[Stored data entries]
* * * * *

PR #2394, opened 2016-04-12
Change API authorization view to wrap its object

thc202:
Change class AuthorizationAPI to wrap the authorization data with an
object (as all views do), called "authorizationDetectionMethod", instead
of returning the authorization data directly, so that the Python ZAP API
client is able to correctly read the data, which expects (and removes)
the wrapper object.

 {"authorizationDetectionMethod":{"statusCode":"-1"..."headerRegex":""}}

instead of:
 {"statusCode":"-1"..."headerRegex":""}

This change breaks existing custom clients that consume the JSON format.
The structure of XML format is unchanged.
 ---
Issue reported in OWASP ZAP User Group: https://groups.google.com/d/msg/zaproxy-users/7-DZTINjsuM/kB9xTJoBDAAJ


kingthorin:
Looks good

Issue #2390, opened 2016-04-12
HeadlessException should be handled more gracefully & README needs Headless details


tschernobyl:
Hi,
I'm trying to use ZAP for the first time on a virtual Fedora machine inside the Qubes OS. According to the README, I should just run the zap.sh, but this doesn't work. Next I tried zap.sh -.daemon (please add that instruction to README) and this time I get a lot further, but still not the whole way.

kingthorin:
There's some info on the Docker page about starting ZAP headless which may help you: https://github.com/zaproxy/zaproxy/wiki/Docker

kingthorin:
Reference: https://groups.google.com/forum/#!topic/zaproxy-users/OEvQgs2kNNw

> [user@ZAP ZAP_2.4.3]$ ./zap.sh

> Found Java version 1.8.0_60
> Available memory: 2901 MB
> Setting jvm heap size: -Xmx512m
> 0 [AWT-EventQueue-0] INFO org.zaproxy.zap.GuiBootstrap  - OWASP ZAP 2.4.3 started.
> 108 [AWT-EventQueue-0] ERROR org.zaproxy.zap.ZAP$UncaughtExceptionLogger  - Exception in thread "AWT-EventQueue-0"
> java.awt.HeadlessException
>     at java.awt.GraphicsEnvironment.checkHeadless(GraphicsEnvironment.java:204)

* * * * *

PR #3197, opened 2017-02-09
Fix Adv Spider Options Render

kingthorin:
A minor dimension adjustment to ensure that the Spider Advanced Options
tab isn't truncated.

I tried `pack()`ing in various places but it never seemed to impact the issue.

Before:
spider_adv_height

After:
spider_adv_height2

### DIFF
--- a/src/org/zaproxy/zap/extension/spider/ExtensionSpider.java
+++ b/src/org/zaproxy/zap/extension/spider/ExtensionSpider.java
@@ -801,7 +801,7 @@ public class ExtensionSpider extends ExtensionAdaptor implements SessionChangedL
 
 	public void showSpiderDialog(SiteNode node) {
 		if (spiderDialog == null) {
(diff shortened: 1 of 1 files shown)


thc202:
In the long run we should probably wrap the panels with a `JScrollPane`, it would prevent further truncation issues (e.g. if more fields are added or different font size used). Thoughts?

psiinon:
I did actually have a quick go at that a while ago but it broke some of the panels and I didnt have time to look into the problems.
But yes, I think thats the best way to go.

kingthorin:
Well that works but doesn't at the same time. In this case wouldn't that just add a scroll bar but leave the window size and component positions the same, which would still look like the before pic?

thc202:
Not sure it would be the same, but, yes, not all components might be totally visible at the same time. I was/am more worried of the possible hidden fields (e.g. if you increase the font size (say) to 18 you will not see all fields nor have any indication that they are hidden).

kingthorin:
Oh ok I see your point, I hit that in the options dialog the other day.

* * * * *

In how many lines of the records does the word "should" appear? Reply with the number only.

3